**WHAT THE TASK REQUIRES:**
Find every line below where the string "memAddr" shows up, and copy those lines.

(Collected data)
§ §

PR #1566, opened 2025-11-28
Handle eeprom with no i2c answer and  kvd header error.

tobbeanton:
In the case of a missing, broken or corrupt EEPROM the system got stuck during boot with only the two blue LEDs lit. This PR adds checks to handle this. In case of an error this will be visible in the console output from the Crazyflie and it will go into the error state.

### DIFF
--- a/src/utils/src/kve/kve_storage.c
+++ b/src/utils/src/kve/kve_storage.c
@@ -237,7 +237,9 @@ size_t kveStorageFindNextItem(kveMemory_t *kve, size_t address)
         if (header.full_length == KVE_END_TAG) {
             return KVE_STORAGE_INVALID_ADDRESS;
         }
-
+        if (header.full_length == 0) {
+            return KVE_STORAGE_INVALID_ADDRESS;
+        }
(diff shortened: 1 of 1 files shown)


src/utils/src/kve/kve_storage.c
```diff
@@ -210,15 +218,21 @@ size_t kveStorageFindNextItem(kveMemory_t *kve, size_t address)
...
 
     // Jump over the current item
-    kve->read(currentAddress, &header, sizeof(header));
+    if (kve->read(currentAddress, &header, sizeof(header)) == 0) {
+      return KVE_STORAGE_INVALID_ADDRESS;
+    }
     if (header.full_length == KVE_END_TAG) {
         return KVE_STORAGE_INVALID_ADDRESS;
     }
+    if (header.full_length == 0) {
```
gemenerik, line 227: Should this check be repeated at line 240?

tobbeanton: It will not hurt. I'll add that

§ §

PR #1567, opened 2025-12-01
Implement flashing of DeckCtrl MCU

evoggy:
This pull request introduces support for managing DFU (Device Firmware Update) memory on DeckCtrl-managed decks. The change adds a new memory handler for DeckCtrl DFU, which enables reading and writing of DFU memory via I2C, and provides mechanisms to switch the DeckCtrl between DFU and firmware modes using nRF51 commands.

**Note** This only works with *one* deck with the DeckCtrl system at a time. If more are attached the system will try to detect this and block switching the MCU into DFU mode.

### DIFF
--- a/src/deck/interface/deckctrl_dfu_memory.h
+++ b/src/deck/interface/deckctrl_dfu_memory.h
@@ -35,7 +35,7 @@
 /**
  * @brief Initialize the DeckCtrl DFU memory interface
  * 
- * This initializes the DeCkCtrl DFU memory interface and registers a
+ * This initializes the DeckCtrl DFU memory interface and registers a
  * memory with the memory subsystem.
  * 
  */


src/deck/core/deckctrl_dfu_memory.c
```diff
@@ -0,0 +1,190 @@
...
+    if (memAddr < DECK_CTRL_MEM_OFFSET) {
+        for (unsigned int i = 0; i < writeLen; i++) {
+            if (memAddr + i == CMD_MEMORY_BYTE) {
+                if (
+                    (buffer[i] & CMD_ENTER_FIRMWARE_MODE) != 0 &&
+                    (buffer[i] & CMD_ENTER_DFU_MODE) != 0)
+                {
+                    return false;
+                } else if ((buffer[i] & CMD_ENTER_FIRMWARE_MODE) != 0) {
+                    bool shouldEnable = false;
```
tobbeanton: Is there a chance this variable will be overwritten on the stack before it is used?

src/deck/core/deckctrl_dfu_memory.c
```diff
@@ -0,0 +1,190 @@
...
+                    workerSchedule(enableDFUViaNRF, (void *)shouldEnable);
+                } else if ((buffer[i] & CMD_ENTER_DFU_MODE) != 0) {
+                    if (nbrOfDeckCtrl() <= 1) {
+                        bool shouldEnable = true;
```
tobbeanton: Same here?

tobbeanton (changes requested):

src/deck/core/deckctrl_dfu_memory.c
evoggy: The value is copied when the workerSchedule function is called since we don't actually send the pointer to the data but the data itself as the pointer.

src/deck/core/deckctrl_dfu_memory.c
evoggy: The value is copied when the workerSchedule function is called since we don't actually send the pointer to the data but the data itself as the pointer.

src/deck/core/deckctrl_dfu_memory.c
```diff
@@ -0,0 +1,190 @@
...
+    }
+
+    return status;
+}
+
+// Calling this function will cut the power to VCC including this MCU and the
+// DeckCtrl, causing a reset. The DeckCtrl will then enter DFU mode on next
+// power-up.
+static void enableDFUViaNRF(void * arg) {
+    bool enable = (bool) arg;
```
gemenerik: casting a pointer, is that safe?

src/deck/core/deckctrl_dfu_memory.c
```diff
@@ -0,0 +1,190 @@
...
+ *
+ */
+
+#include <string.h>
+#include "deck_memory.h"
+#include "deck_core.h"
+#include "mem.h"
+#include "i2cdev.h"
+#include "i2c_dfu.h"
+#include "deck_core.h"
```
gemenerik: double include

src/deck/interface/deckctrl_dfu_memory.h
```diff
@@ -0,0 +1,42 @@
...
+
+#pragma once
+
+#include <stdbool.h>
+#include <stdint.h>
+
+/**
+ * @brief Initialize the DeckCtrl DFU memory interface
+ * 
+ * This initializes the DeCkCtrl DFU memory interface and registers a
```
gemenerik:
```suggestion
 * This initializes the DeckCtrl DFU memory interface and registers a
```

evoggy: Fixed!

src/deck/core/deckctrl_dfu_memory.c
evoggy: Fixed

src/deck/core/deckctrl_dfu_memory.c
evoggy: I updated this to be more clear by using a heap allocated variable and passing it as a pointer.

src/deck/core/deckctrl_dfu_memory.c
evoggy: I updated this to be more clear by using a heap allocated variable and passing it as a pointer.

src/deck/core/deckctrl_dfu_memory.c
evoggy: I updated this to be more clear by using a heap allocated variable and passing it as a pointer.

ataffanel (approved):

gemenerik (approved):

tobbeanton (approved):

§ §

**ANSWER SPACE:**
+    if (memAddr < DECK_CTRL_MEM_OFFSET) {
+            if (memAddr + i == CMD_MEMORY_BYTE) {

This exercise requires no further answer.